While I, vigilant, saved all of us
as your cigarette, silent, slipped to the carpet.
But how like a phoenix you rose defiant
and vitriol spewed out.
"Where's your mother?"
"I don't know where she is."
"I know where she is, the bitch! Oh ho, I know her form.
She's with Mr. Johnson!"
And how you bastardised all of us, and the song:
""At last at last you're in my arms.
You're in my arms where you should be.""
And metamorphosed the question:
"Am I right! or am I wrong?"
"Some people", you said,
think you're old Daddy's a fool, but I'm no fool!"
Thus reassured, and as a litany,
you denounced each of them in turn
and all of them, (male and female) were "bitches!
the whole bloody lot of them."
And how against every law,
you raised yourself from your chair,
and swaying through the room
pulled the tablecloth askew as you went,
while I, fearful, sat ready on the edge of my chair.
But how acceptable the sound, knowing that you had been driven
only to urinate in the pantry sink,
while I, scoured the walls and contours of the room
for yet more signs of things durable;
not knowing that you had planted in me,
seeds of a resentment, that years later, you
for all your intellect would fail to comprehend,
and about which, I would not draw breath to explain.
How I felt the full burden of my alonness,
not knowing where my family were, and certain
that the whole world, save you and I were asleep.
How oppressive the darkness through the high window
as I searched for life, for signs of hope; a greying frown,
proof that I was soon to be relieved of my burden.
But how like an ox, incredulous you were
when all was lost.
With arm set fair, your grey, spent, head,
studied, and studied, and studied, your watch
intent as you still were, on this, elixir of life.

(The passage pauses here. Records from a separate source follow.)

PR #227, opened 2026-06-09
fix(docker): make hatch-vcs honour pretend-version build-arg in build stage

### LINKED ISSUE #223: fix(docker): build fails with setuptools-scm vcs error despite build-arg
Docker workflow on main has been failing on every push since PR #186 with:

```
LookupError: Error getting the version from source 'vcs': setuptools-scm
```

Recent failed runs: 27163323080 (post-#221 merge), 27162722520, 27162064249.

PR #186 added `SETUPTOOLS_SCM_PRETEND_VERSION_FOR_FABRIC_DW` as a `--build-arg`, but the failure persists.

## Probable causes to investigate

1. The VERSION computed in the workflow may be empty — check the "Compute Docker tags and version" step output.
2. The env var name may not match what hatch-vcs / setuptools-scm 9.x expects.
3. The Dockerfile ARG + ENV may not propagate to `uv build --wheel`:
   ```dockerfile
   ARG SETUPTOOLS_SCM_PRETEND_VERSION_FOR_FABRIC_DW
   ENV SETUPTOOLS_SCM_PRETEND_VERSION_FOR_FABRIC_DW=${SETUPTOOLS_SCM_PRETEND_VERSION_FOR_FABRIC_DW}
   ```
4. Multi-platform builds (amd64+arm64) may not inherit ARGs across buildx stages.

## Acceptance

- Reproduce the failure locally with a single-arch `docker build` (skip buildx multi-arch for repro).
- Identify the exact reason setuptools-scm is not honoring the pretend-version env var.
- Fix the Dockerfile and/or workflow so subsequent main pushes successfully build + push the image to ghcr.io.
- Add a one-line workflow check (or smoke step) that confirms the image was pushed.

sdebruyn:
## Summary

- `hatch-vcs` calls `setuptools_scm.get_version()` without passing `dist_name`, so the dist-specific env var `SETUPTOOLS_SCM_PRETEND_VERSION_FOR_FABRIC_DW` is never consulted — only the generic `SETUPTOOLS_SCM_PRETEND_VERSION` is checked. Switching to the generic form fixes the `LookupError`.
- Drops the redundant `uv sync --frozen --no-dev` step from the build stage: the build stage's only output is a wheel that the runtime stage installs via `pip`, so the sync venv is thrown away and its editable-install path (`hatchling.build.build_editable`) is what triggers the same error on every `main` push.

Closes #223

## Test plan

- [x] Reproduced the failure locally by simulating the Docker build context (no `.git`, no `_version.py`) with `SETUPTOOLS_SCM_PRETEND_VERSION_FOR_FABRIC_DW` set — confirmed it fails
- [x] Confirmed `SETUPTOOLS_SCM_PRETEND_VERSION=99.0.0 uv build --wheel` succeeds in the same simulated context, producing `fabric_dw-99.0.0-py3-none-any.whl`
- [ ] CI Docker workflow passes on this branch

### DIFF
--- a/.github/workflows/docker.yml
+++ b/.github/workflows/docker.yml
@@ -58,3 +58,7 @@ jobs:
           build-args: SETUPTOOLS_SCM_PRETEND_VERSION=${{ steps.docker_tags.outputs.version }}
           cache-from: type=gha
           cache-to: type=gha,mode=max
+
+      - name: Verify image pushed
+        if: ${{ github.event_name == 'push' && github.ref == 'refs/heads/main' || startsWith(github.ref, 'refs/tags/') }}
+        run: docker manifest inspect ghcr.io/sdebruyn/fabric-dw:${{ steps.docker_tags.outputs.version }}
--- a/.github/workflows/docker.yml
+++ b/.github/workflows/docker.yml
@@ -55,6 +55,6 @@ jobs:
           platforms: linux/amd64,linux/arm64
           push: true
           tags: ${{ steps.docker_tags.outputs.tags }}
-          build-args: SETUPTOOLS_SCM_PRETEND_VERSION_FOR_FABRIC_DW=${{ steps.docker_tags.outputs.version }}
+          build-args: SETUPTOOLS_SCM_PRETEND_VERSION=${{ steps.docker_tags.outputs.version }}
           cache-from: type=gha
           cache-to: type=gha,mode=max
--- a/Dockerfile
+++ b/Dockerfile
@@ -4,11 +4,11 @@ ARG PYTHON_VERSION=3.13
 # Build stage uses Astral's official uv + python image
 FROM ghcr.io/astral-sh/uv:python${PYTHON_VERSION}-trixie-slim AS build
 WORKDIR /app
-ARG SETUPTOOLS_SCM_PRETEND_VERSION_FOR_FABRIC_DW
-ENV SETUPTOOLS_SCM_PRETEND_VERSION_FOR_FABRIC_DW=${SETUPTOOLS_SCM_PRETEND_VERSION_FOR_FABRIC_DW}
+ARG SETUPTOOLS_SCM_PRETEND_VERSION
+ENV SETUPTOOLS_SCM_PRETEND_VERSION=${SETUPTOOLS_SCM_PRETEND_VERSION}
 COPY pyproject.toml uv.lock README.md LICENSE ./
 COPY src/ src/
-RUN uv sync --frozen --no-dev && uv build --wheel
+RUN uv build --wheel
 
 # Runtime stage stays minimal — slim Python, pip-install the wheel
 FROM python:${PYTHON_VERSION}-slim AS runtime
--- a/Dockerfile
+++ b/Dockerfile
@@ -4,6 +4,7 @@ ARG PYTHON_VERSION=3.13
 # Build stage uses Astral's official uv + python image
 FROM ghcr.io/astral-sh/uv:python${PYTHON_VERSION}-trixie-slim AS build
 WORKDIR /app
+# Global env var (not _FOR_<dist>) because hatch-vcs calls setuptools-scm without dist_name.
 ARG SETUPTOOLS_SCM_PRETEND_VERSION
 ENV SETUPTOOLS_SCM_PRETEND_VERSION=${SETUPTOOLS_SCM_PRETEND_VERSION}
 COPY pyproject.toml uv.lock README.md LICENSE ./


sdebruyn (commented):
## Review: fix(docker): make hatch-vcs honour pretend-version build-arg in build stage

### Root cause analysis

Correct. `hatch-vcs` calls `setuptools_scm.get_version()` without `dist_name`, so only `SETUPTOOLS_SCM_PRETEND_VERSION` (the generic form) is ever consulted. The dist-specific `SETUPTOOLS_SCM_PRETEND_VERSION_FOR_FABRIC_DW` was silently ignored. This is confirmed by the setuptools-scm source: the dist-specific var is only checked when `dist_name` is passed.

**Verification claim in test plan**: The PR body says the agent reproduced locally by simulating the Docker build context (no `.git`, no `_version.py`) and confirmed `SETUPTOOLS_SCM_PRETEND_VERSION=99.0.0 uv build --wheel` succeeds. This is the right approach and the test steps are plausible. There is no CI run on this branch yet (the checkbox is unchecked), so verification remains on-author. Acceptable — the workflow only runs on `main` push and cannot be triggered from a PR branch per current trigger config.

### `uv sync` removal

The `uv sync --frozen --no-dev` that was removed from the build stage was the actual editable-install trigger: `hatchling.build.build_editable` was invoked by the sync, which is what caused the second path to the same `LookupError`. Removing it is correct. `uv build --wheel` invokes hatchling in an isolated build env (PEP 517), so no sync venv is needed in the build stage.

**Residual concern**: the workflow _outside_ the Docker build (`docker.yml` line 29) still runs `uv sync --frozen --no-dev` followed by `uv run python -c "import fabric_dw; print(fabric_dw.__version__)"` to compute the version for tags. That path works because the checked-out repo has `.git` history (`fetch-depth: 0`) and the workflow runner installs the package in editable mode with VCS resolution. This is unaffected by the PR.

### `SETUPTOOLS_SCM_PRETEND_VERSION` global scope

**Worth flagging**: This env var is global inside the Docker build stage — any other Python package installed via `uv build` in the same `RUN` layer would also receive it. For this single-package repo it is not a problem today. If a future multi-package layout is ever introduced, this could silently version-stamp the wrong package. A comment in the Dockerfile at the `ARG`/`ENV` lines would make the intent and limitation explicit. No action required now, but should be documented.

### Conventional commit + issue linkage

- Commit message: `fix(docker): make hatch-vcs honour pretend-version build-arg in build stage` — valid conventional commit, correct scope.
- PR body contains `Closes #223` — correct.
- No `integration` label on the PR. Per project conventions, agent PRs should be auto-labelled `integration`. This label is missing; check if the label automation was not triggered or if this PR is exempt.

### Consistency between Dockerfile and workflow

Both files are updated consistently:
- `Dockerfile`: `ARG SETUPTOOLS_SCM_PRETEND_VERSION` + `ENV SETUPTOOLS_SCM_PRETEND_VERSION=${SETUPTOOLS_SCM_PRETEND_VERSION}` ✓
- `docker.yml`: `build-args: SETUPTOOLS_SCM_PRETEND_VERSION=${{ steps.docker_tags.outputs.version }}` ✓

### Issue #223 acceptance criteria gap

Issue #223 requests: _"Add a one-line workflow check (or smoke step) that confirms the image was pushed."_ This PR does not address that acceptance criterion. This is a gap. It is not a blocker for correctness, but the issue will not be fully closeable without it.

### Summary

**Approve with two action items before merge:**

1. (Minor, non-blocking for correctness) Add a comment in the Dockerfile above the `ARG SETUPTOOLS_SCM_PRETEND_VERSION` line explaining why the generic var is used and noting the single-package assumption.
2. (Non-blocking, but issue #223 will remain partially open) Add a smoke step to the workflow that confirms the image was successfully pushed (e.g. `docker manifest inspect ghcr.io/sdebruyn/fabric-dw:$VERSION`).
3. Verify the `integration` label is applied (may need manual trigger if automation did not fire).

The core fix is correct, minimal, and safe for the current repo structure.

Dockerfile
```diff
@@ -4,11 +4,11 @@ ARG PYTHON_VERSION=3.13
 # Build stage uses Astral's official uv + python image
 FROM ghcr.io/astral-sh/uv:python${PYTHON_VERSION}-trixie-slim AS build
 WORKDIR /app
-ARG SETUPTOOLS_SCM_PRETEND_VERSION_FOR_FABRIC_DW
-ENV SETUPTOOLS_SCM_PRETEND_VERSION_FOR_FABRIC_DW=${SETUPTOOLS_SCM_PRETEND_VERSION_FOR_FABRIC_DW}
+ARG SETUPTOOLS_SCM_PRETEND_VERSION
```
sdebruyn, line 8: **Note — global scope of generic var**: `SETUPTOOLS_SCM_PRETEND_VERSION` is visible to _every_ Python build that runs in this layer. For this single-package repo that is fine. If a second package is ever added to the image build, this var would silently override its version too. Consider adding a brief comment here:\n\n```dockerfile\n# Generic form required: hatch-vcs calls setuptools_scm.get_version() without\n# dist_name, so SETUPTOOLS_SCM_PRETEND_VERSION_FOR_<DIST> is never checked.\n# Single-package repo only — do not add a second wheel build to this stage.\nARG SETUPTOOLS_SCM_PRETEND_VERSION\n```

Dockerfile
```diff
@@ -4,11 +4,11 @@ ARG PYTHON_VERSION=3.13
...
+ENV SETUPTOOLS_SCM_PRETEND_VERSION=${SETUPTOOLS_SCM_PRETEND_VERSION}
 COPY pyproject.toml uv.lock README.md LICENSE ./
 COPY src/ src/
```
sdebruyn, line 11: **`uv sync` removal is correct**: `uv build --wheel` uses PEP 517 isolated build env, so `hatchling` + `hatch-vcs` are fetched into a throwaway venv rather than the sync venv. The sync venv is not needed here. Removing it eliminates the `hatchling.build.build_editable` call that was the second trigger path for the same `LookupError`.\n\n**One risk to be aware of**: if `uv.lock` becomes stale or if `hatchling`/`hatch-vcs` are not resolvable from the base image's pip cache, the isolated build will still resolve from PyPI — this is fine in practice but means the build stage has an implicit network dependency even with a locked application lockfile. Already true before this PR; no regression introduced.

.github/workflows/docker.yml
```diff
@@ -55,6 +55,6 @@ jobs:
           platforms: linux/amd64,linux/arm64
           push: true
           tags: ${{ steps.docker_tags.outputs.tags }}
-          build-args: SETUPTOOLS_SCM_PRETEND_VERSION_FOR_FABRIC_DW=${{ steps.docker_tags.outputs.version }}
+          build-args: SETUPTOOLS_SCM_PRETEND_VERSION=${{ steps.docker_tags.outputs.version }}
           cache-from: type=gha
           cache-to: type=gha,mode=max
```
sdebruyn, line 60: **Issue #223 acceptance gap**: Issue #223 explicitly requires _"Add a one-line workflow check (or smoke step) that confirms the image was pushed."_ This line was not addressed. Suggest adding after the Build & push step:\n\n```yaml\n- name: Smoke-check image was pushed\n  run: docker manifest inspect ghcr.io/sdebruyn/fabric-dw:${{ steps.docker_tags.outputs.version }}\n```\n\nThis PR can be merged as-is (the core fix is correct), but issue #223 should not be closed until this step is added.

Dockerfile
sdebruyn: Applied in 8405bf2: added the comment  directly above the ARG line in the Dockerfile.

.github/workflows/docker.yml
sdebruyn: Applied in 8405bf2: added a `Verify image pushed` step after Build & push that runs `docker manifest inspect ghcr.io/sdebruyn/fabric-dw:${{ steps.docker_tags.outputs.version }}`, conditioned on push to main or tag. Issue #223 acceptance criteria is now fully met.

Oblivious you were, of the cold,
of the marble and dead fireplace,
that earlier, in doing what it was supposed to do
glowed and danced in swirls of gold and purple.
"It's three o' clock," I said, helping the comprehension.
"There's no more drink!
All the Bars are closed!
Everyone is in bed asleep!"
"What ... time ... is it?" you drawled,
still bamboozled by your watch.
"It's a quarter past three!"
"A ... quarter ... past ... three?"
How especially dreary those moments
as I waited for your will to crumble.
But devious you were to the end.
"Where's ... Deirdre?"
"Deirdre's in bed asleep!"
"Go ... and ... tell her ... I ... want her."
"Deirdre's in bed asleep!
It's very late!
She has to be up for school in the morning!
Everyone is in bed asleep!"
How remarkable that school of applied psychology, as I,
a mere boy, battered you down with emphasis and repetition.
But more remarkable, nay, miraculous, is the truth,
that despite what had gone before, and would come after,
she, whom you defiled,
would, when the time came
wail at your passing.
_________
© Cormac McCloskey
I can't recall how many of these episodes I sat through. Probably not that many, because my father was a binge drinker. But as I recall them, episodes such as these, occurred in the winter months when we had no paying guests to stay. As I left home to attend St. Vincent's in 1954, I would have been eleven at most, and possibly younger. I was definitely at primary school, as was Deirdre, who is mentioned in the poem.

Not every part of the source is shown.